Aren't There War Criminals in The US?
Legitimacy of Global Court Questioned Over Sudan
by Thalif Deen
UNITED NATIONS - The ongoing political crisis in Sudan is expected to worsen in the face of a rash of threats and warnings following the indictment last week of President Omar Hassan al-Bashir by the International Criminal Court (ICC) in The Hague.
[(Flickr photo by pantagrapher used under Creative Commons license)](Flickr photo by pantagrapher used under Creative Commons license)
The beleaguered Sudanese president has threatened to expel diplomats from Khartoum and throw out more humanitarian organisations - in addition to the 13 that were run out of town last week - in retaliation for the indictment.

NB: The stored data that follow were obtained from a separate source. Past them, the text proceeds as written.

PR #655, opened 2019-06-18
Prevent header spoofing via underscore/dash conflation

jmuchemb:
See https://www.djangoproject.com/weblog/2015/jan/13/security/


jmuchemb:
We found this security flaw while working on WSGI support for ERP5. Waitress fixed it years ago and we have to change our frontends to stop using headers with `_`. But we need Medusa to be fixed before we're ready to move all our instances to WSGI.

src/ZServer/HTTPServer.py
```diff
@@ -235,7 +235,7 @@ def get_environment(self, request,
             value=value.strip()
             if h2ehas(key) and value:
                 env[h2eget(key)]=value
-            else:
+            elif "_" not in key:
```
tseaver: Ugh, this module has no existing test coverage!

Can you add a comment explaining the rationale, e.g.:

```suggestion
            elif "_" not in key:  # Headers with underscores, might spoof real ones.
```

tseaver:
ISTM that this fix should be propagated to the [standalone ZServer reposttory](https://github.com/zopefoundation/ZServer/blob/d1f3789e1f1d63e23c86bbfec221ff139bef7aa7/src/ZServer/HTTPServer.py#L250).

src/ZServer/HTTPServer.py
jmuchemb: I changed it a little not to exceed 80 chars.

jmuchemb:
I didn't know the ZServer repository. Does it make sense today ?

dataflake:
Ported to the ZServer standalone repo in zopefoundation/ZServer@2fd0d281721a88de17aecd6c23d7dd19f1843130

viktordick:
This change created a production stop for one of our customers. I will create a separate issue, but the essential problem seems to be that Zope now throws away any headers containing underscores, even those that are already normalized by a Proxy. In our case, we use HAProxy (or, I think in this case, Apache), which already converts headers with dashes and (presumably) throws away headers with underscores. The headers with underscores are now given to Zope, which no longer sees headers like
HTTP_X_SSL_CLIENT_SHA1, HTTP_X_SSL_CLIENT_S_DN, HTTP_X_SSL_CLIENT_SERIAL, HTTP_X_SSL_CLIENT_VERIFY

PR #677, opened 2019-07-25
Remove unneeded if

ale-rt:


ale-rt:
Best reviewed removing whitespaces: https://github.com/zopefoundation/Zope/pull/677/files

ale-rt:
I was really curious why that "if 1" was there. 
I thought that it was some relic from the past that could go away.
Feel free to close this PR if you do not like it!

jugmac00:
> `if 1` is the string I search for to find the place where authentication takes place to debug authentication problems

Maybe you, and a few long term contributors know what `if 1` means, but I think this is a bad choice.

Imho there should be either a comment, or a even a single method/idiom which triggers authentication.

icemac:
I think it would be nice to move the code to a clearly named method. Only removing the if statement does IMHO does not help much.

PR #678, opened 2019-07-26
Small code improvements

ale-rt:


ale-rt:
It seems to me that the proposed version is equivalent and removes the use of `hasattr`.
If I am not wrong `hasattr` tryes to to a `getattr` anyway behind the scenes.

CHANGES.rst
```diff
@@ -28,6 +28,8 @@ https://github.com/zopefoundation/Zope/blob/4.0a6/CHANGES.rst
 - Fix broken ZMI when using non-root deployments.
   (`#647 <https://github.com/zopefoundation/Zope/issues/647>`_)
 
+- Small code improvements
```
icemac: This change log entry does not help and can be omitted.

PR #682, opened 2019-08-07
Update to current releases of the dependencies.

icemac:


versions.cfg
```diff
@@ -26,30 +26,30 @@ collective.recipe.cmd = 0.11
...
 pycparser = 2.19
-pyparsing = 2.4.0
+pyparsing = 2.4.2
 python-gettext = 4.0
 readme-renderer = 24.0
 repoze.sphinx.autointerface = 0.8
 requests = 2.22.0
 requests-toolbelt = 0.9.1
-snowballstemmer = 1.2.1
+snowballstemmer = 1.9
```
sallner: That is a big version jump, but there is really no other release on pypi.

At the same time, there is considerable speculation that some, or all, of the 30 African countries who are state parties (of a total of 108) to the Rome Statute that created the ICC, may decide to pull out, threatening the virtual collapse of the world's key criminal court.
Michael Ratner, president of the New York-based Center for Constitutional Rights, told IPS the creation of the ICC was a major step forward in accountability for human rights atrocities.
"Withdrawal is not great for the court's legitimacy, but it is the United States and other major powers that have done most to diminish its power," he pointed out.
The U.S. failure to join (the ICC), and its undercutting of the court, has sent the message that this is a court that can act against weaker states.
"It gives those states an excuse for questioning the court's legitimacy, especially when coupled with the court's failure to act against those from Western states," said Ratner, who is also an adjunct professor of law at Columbia University where he lectures on human rights litigation.
"Unless (Luis) Moreno-Ocampo (the Chief ICC Prosecutor) includes human rights violators from these states as seriously within his mandate, the court is in trouble," he said.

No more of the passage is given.